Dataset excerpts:
╔══

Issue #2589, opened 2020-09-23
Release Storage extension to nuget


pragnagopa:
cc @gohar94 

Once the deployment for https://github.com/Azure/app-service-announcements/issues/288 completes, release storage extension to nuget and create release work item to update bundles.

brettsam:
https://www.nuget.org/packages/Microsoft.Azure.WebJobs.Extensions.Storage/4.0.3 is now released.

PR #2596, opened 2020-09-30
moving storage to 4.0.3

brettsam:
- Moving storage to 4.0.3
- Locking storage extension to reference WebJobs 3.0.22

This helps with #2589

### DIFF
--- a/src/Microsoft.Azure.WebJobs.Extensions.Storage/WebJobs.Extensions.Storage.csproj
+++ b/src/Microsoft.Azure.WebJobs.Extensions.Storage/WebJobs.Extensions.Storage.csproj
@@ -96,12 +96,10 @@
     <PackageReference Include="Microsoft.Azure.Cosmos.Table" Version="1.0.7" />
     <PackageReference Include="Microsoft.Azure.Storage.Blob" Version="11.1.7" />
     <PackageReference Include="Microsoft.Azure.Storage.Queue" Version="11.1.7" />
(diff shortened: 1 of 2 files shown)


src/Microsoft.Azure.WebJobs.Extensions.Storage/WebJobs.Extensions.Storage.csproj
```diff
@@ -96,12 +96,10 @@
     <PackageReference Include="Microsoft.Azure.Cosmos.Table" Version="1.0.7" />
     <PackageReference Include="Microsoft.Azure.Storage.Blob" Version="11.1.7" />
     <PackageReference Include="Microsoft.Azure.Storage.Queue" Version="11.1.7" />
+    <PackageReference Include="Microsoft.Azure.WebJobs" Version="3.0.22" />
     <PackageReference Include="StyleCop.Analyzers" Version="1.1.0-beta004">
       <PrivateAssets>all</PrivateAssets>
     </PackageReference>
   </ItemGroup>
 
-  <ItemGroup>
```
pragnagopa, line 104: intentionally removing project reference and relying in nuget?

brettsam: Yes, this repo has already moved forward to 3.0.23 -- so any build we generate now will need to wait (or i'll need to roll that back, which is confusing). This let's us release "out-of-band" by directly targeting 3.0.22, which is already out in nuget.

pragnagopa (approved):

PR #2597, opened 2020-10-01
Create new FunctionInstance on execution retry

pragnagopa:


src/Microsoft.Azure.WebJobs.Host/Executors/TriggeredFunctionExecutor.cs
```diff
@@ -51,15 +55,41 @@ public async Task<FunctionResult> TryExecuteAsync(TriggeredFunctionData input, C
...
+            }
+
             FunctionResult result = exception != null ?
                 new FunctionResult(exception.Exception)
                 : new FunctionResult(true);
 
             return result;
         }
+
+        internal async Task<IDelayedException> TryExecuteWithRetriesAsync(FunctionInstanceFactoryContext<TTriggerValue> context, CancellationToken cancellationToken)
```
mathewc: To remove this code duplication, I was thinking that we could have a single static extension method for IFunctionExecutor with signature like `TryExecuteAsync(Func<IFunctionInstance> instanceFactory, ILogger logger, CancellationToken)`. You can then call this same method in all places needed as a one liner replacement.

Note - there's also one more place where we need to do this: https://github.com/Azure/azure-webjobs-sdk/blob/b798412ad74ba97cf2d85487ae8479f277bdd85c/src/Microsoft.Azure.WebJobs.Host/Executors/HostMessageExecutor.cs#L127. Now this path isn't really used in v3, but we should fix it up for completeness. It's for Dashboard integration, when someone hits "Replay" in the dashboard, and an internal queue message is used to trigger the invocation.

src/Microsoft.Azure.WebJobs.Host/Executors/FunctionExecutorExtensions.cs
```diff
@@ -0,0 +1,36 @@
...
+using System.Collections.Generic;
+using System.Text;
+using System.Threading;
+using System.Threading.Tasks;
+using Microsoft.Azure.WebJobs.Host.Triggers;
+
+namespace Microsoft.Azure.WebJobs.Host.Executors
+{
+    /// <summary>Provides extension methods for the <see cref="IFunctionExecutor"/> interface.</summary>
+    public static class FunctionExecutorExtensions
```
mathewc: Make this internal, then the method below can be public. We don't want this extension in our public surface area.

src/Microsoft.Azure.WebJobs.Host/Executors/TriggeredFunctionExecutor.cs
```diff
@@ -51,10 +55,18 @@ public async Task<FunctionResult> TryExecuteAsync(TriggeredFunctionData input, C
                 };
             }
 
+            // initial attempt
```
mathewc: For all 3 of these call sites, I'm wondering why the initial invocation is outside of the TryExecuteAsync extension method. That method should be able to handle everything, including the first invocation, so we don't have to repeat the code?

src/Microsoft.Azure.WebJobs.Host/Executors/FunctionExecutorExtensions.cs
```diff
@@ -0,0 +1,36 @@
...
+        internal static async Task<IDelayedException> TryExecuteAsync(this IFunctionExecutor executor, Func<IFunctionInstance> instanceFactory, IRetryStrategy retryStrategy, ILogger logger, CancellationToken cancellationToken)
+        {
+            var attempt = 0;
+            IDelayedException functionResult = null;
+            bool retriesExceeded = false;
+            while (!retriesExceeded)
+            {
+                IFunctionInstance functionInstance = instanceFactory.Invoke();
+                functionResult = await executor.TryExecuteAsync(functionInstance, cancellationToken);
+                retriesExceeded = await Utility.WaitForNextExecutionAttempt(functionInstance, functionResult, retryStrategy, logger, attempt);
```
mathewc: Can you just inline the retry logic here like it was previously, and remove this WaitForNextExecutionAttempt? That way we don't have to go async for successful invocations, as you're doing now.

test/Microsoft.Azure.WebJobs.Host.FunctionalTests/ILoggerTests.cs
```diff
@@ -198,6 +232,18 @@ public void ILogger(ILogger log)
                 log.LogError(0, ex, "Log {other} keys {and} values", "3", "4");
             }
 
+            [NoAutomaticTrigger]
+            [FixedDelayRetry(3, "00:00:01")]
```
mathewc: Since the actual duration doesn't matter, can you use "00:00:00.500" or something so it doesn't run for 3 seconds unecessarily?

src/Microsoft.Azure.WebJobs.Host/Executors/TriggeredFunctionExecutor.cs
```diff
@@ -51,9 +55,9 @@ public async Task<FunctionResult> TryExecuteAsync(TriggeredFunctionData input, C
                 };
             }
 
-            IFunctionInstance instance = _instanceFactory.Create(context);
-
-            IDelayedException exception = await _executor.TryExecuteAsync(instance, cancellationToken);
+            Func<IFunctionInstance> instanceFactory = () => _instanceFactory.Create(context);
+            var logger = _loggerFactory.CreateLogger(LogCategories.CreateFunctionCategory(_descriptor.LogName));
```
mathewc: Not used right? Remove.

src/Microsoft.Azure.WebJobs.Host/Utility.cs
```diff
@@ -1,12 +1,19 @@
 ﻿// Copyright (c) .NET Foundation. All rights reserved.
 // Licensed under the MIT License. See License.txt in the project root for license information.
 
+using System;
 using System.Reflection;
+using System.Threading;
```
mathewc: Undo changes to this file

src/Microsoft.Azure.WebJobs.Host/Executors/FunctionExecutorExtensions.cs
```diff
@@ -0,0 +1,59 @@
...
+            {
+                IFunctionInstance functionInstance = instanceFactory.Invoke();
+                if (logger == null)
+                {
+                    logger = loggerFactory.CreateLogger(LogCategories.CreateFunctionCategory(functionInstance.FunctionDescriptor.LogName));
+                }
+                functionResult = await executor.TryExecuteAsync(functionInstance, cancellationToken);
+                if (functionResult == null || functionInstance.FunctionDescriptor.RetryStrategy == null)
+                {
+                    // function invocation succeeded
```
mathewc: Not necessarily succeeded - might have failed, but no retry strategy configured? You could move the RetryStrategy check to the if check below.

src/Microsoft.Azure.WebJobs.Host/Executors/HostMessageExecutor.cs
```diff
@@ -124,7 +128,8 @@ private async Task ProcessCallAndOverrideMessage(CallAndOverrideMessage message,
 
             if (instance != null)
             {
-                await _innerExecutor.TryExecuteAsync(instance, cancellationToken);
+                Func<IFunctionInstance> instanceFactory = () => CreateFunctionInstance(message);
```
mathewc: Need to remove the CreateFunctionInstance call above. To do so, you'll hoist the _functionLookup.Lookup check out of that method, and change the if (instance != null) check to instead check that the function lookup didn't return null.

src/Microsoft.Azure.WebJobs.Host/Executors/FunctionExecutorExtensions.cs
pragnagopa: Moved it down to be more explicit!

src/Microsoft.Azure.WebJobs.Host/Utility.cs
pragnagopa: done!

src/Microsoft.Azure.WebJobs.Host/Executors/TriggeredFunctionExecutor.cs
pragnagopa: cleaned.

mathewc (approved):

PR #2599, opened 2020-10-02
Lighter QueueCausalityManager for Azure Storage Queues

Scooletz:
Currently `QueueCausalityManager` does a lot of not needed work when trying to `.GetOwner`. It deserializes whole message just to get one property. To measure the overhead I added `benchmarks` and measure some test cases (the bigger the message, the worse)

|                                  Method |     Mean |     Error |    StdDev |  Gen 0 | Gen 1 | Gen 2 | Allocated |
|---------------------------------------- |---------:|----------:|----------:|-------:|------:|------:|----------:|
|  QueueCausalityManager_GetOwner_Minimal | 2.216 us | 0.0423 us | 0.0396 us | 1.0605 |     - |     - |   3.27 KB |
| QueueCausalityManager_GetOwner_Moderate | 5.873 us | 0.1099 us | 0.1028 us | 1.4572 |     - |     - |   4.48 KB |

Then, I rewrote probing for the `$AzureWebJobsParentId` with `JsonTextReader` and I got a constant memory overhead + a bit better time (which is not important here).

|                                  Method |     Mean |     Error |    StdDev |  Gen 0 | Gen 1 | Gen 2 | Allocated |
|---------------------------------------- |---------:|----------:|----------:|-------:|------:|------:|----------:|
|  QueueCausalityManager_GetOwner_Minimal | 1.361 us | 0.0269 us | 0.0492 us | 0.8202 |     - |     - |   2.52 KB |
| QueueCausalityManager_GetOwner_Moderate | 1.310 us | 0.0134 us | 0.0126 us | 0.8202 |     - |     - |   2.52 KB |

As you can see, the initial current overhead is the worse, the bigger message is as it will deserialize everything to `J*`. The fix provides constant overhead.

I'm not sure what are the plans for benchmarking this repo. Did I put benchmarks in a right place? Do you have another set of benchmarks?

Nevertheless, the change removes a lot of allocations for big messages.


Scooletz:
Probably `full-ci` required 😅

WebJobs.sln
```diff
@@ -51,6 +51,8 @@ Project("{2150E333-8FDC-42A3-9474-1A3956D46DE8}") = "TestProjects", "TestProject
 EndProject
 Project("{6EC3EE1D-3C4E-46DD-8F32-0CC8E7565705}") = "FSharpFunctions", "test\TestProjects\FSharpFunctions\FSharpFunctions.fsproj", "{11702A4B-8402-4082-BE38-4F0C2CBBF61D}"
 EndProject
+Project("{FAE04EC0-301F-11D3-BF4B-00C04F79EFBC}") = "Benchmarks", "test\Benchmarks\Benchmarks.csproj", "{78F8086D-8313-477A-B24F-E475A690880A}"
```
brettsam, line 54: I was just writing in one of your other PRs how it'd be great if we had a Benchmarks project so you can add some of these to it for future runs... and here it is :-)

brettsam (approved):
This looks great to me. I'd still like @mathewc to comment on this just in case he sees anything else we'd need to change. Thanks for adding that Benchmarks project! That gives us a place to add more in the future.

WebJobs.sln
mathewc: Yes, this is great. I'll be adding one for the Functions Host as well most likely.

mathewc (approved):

╚══

Within the entries above, report how many lines include "adding", and keep the answer to the number.

**THE COMPLETED TASK**
2